Segment Start: Supplied material
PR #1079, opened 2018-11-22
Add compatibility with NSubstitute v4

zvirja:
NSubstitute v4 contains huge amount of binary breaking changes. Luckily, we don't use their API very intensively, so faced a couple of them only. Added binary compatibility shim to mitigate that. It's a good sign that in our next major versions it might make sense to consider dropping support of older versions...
Segment End: Supplied material
◆ Assigned task ◆
Lines before the one containing "Add compatibility with NSubstitute v4" stay out; reproduce that line and all the lines after it, through the end of the listing, exactly.

◆ Task response ◆
Add compatibility with NSubstitute v4

zvirja:
NSubstitute v4 contains huge amount of binary breaking changes. Luckily, we don't use their API very intensively, so faced a couple of them only. Added binary compatibility shim to mitigate that. It's a good sign that in our next major versions it might make sense to consider dropping support of older versions...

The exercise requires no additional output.